- Task prompt:
Copy out the entries below precisely; nothing is to be omitted.

(Saved data entries)
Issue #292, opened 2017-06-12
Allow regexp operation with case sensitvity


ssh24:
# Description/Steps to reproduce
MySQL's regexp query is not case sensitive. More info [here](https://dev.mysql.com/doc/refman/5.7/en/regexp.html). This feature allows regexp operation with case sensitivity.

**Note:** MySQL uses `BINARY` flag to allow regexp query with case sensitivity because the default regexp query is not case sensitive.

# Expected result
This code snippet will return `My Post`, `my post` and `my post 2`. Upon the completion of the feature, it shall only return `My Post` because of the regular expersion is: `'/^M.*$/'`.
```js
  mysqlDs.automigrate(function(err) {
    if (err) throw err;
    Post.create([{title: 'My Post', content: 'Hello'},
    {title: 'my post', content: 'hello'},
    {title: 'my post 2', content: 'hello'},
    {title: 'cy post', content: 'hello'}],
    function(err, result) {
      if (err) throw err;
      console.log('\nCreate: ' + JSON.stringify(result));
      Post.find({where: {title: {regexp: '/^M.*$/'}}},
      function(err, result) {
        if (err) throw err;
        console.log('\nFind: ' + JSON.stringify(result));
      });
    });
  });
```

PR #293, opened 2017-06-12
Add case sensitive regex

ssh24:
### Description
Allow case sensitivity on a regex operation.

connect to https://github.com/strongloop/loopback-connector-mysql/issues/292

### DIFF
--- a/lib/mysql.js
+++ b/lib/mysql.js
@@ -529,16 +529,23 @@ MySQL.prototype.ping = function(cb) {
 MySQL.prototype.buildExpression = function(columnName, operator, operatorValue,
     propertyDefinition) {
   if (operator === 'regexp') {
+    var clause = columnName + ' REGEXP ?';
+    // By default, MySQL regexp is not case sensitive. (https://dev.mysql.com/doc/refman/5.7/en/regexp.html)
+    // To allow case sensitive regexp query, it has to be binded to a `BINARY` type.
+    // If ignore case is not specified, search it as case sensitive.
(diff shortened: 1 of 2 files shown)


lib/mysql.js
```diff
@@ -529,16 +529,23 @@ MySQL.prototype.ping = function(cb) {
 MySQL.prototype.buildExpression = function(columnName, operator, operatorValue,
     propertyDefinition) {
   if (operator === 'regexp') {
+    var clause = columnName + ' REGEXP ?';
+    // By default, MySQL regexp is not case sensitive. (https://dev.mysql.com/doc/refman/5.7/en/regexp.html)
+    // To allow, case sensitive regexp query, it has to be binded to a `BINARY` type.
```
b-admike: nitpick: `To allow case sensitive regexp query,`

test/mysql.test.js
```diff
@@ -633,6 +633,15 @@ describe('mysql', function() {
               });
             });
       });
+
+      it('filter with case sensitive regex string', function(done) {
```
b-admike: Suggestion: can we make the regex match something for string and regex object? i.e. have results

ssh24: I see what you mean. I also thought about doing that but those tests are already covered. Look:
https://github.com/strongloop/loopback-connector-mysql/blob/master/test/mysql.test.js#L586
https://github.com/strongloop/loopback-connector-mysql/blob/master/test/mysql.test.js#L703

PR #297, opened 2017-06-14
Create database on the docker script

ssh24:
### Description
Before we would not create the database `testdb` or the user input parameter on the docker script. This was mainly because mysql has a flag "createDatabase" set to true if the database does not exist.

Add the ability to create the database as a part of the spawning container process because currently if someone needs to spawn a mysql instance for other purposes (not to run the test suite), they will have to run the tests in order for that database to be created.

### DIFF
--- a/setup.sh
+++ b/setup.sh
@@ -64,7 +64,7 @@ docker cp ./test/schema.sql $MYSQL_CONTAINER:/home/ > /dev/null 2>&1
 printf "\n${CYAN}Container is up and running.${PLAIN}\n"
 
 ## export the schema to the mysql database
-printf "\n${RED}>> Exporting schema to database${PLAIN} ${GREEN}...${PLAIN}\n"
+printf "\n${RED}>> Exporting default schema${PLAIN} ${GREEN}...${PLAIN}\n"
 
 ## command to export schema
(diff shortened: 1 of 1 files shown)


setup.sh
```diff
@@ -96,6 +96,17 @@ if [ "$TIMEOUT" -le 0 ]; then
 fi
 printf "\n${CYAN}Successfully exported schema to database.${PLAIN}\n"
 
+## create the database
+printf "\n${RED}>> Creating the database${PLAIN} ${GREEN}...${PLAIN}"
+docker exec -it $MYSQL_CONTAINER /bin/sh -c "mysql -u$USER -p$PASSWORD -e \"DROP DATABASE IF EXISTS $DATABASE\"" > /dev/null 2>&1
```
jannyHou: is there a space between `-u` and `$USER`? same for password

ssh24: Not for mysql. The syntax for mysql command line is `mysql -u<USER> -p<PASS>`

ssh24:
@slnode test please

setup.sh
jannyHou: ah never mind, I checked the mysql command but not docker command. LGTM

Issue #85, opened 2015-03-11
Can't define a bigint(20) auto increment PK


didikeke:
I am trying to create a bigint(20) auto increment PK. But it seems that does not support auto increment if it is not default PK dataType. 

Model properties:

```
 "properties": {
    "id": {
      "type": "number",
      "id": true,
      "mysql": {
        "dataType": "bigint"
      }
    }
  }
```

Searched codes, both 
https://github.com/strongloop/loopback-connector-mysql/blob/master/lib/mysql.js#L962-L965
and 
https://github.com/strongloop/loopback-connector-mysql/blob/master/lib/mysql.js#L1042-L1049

- Exercise result:
Issue #292, opened 2017-06-12
Allow regexp operation with case sensitvity


ssh24:
# Description/Steps to reproduce
MySQL's regexp query is not case sensitive. More info [here](https://dev.mysql.com/doc/refman/5.7/en/regexp.html). This feature allows regexp operation with case sensitivity.

**Note:** MySQL uses `BINARY` flag to allow regexp query with case sensitivity because the default regexp query is not case sensitive.

# Expected result
This code snippet will return `My Post`, `my post` and `my post 2`. Upon the completion of the feature, it shall only return `My Post` because of the regular expersion is: `'/^M.*$/'`.
```js
  mysqlDs.automigrate(function(err) {
    if (err) throw err;
    Post.create([{title: 'My Post', content: 'Hello'},
    {title: 'my post', content: 'hello'},
    {title: 'my post 2', content: 'hello'},
    {title: 'cy post', content: 'hello'}],
    function(err, result) {
      if (err) throw err;
      console.log('\nCreate: ' + JSON.stringify(result));
      Post.find({where: {title: {regexp: '/^M.*$/'}}},
      function(err, result) {
        if (err) throw err;
        console.log('\nFind: ' + JSON.stringify(result));
      });
    });
  });
```

PR #293, opened 2017-06-12
Add case sensitive regex

ssh24:
### Description
Allow case sensitivity on a regex operation.

connect to https://github.com/strongloop/loopback-connector-mysql/issues/292

### DIFF
--- a/lib/mysql.js
+++ b/lib/mysql.js
@@ -529,16 +529,23 @@ MySQL.prototype.ping = function(cb) {
 MySQL.prototype.buildExpression = function(columnName, operator, operatorValue,
     propertyDefinition) {
   if (operator === 'regexp') {
+    var clause = columnName + ' REGEXP ?';
+    // By default, MySQL regexp is not case sensitive. (https://dev.mysql.com/doc/refman/5.7/en/regexp.html)
+    // To allow case sensitive regexp query, it has to be binded to a `BINARY` type.
+    // If ignore case is not specified, search it as case sensitive.
(diff shortened: 1 of 2 files shown)


lib/mysql.js
```diff
@@ -529,16 +529,23 @@ MySQL.prototype.ping = function(cb) {
 MySQL.prototype.buildExpression = function(columnName, operator, operatorValue,
     propertyDefinition) {
   if (operator === 'regexp') {
+    var clause = columnName + ' REGEXP ?';
+    // By default, MySQL regexp is not case sensitive. (https://dev.mysql.com/doc/refman/5.7/en/regexp.html)
+    // To allow, case sensitive regexp query, it has to be binded to a `BINARY` type.
```
b-admike: nitpick: `To allow case sensitive regexp query,`

test/mysql.test.js
```diff
@@ -633,6 +633,15 @@ describe('mysql', function() {
               });
             });
       });
+
+      it('filter with case sensitive regex string', function(done) {
```
b-admike: Suggestion: can we make the regex match something for string and regex object? i.e. have results

ssh24: I see what you mean. I also thought about doing that but those tests are already covered. Look:
https://github.com/strongloop/loopback-connector-mysql/blob/master/test/mysql.test.js#L586
https://github.com/strongloop/loopback-connector-mysql/blob/master/test/mysql.test.js#L703

PR #297, opened 2017-06-14
Create database on the docker script

ssh24:
### Description
Before we would not create the database `testdb` or the user input parameter on the docker script. This was mainly because mysql has a flag "createDatabase" set to true if the database does not exist.

Add the ability to create the database as a part of the spawning container process because currently if someone needs to spawn a mysql instance for other purposes (not to run the test suite), they will have to run the tests in order for that database to be created.

### DIFF
--- a/setup.sh
+++ b/setup.sh
@@ -64,7 +64,7 @@ docker cp ./test/schema.sql $MYSQL_CONTAINER:/home/ > /dev/null 2>&1
 printf "\n${CYAN}Container is up and running.${PLAIN}\n"
 
 ## export the schema to the mysql database
-printf "\n${RED}>> Exporting schema to database${PLAIN} ${GREEN}...${PLAIN}\n"
+printf "\n${RED}>> Exporting default schema${PLAIN} ${GREEN}...${PLAIN}\n"
 
 ## command to export schema
(diff shortened: 1 of 1 files shown)


setup.sh
```diff
@@ -96,6 +96,17 @@ if [ "$TIMEOUT" -le 0 ]; then
 fi
 printf "\n${CYAN}Successfully exported schema to database.${PLAIN}\n"
 
+## create the database
+printf "\n${RED}>> Creating the database${PLAIN} ${GREEN}...${PLAIN}"
+docker exec -it $MYSQL_CONTAINER /bin/sh -c "mysql -u$USER -p$PASSWORD -e \"DROP DATABASE IF EXISTS $DATABASE\"" > /dev/null 2>&1
```
jannyHou: is there a space between `-u` and `$USER`? same for password

ssh24: Not for mysql. The syntax for mysql command line is `mysql -u<USER> -p<PASS>`

ssh24:
@slnode test please

setup.sh
jannyHou: ah never mind, I checked the mysql command but not docker command. LGTM

Issue #85, opened 2015-03-11
Can't define a bigint(20) auto increment PK


didikeke:
I am trying to create a bigint(20) auto increment PK. But it seems that does not support auto increment if it is not default PK dataType. 

Model properties:

```
 "properties": {
    "id": {
      "type": "number",
      "id": true,
      "mysql": {
        "dataType": "bigint"
      }
    }
  }
```

Searched codes, both 
https://github.com/strongloop/loopback-connector-mysql/blob/master/lib/mysql.js#L962-L965
and 
https://github.com/strongloop/loopback-connector-mysql/blob/master/lib/mysql.js#L1042-L1049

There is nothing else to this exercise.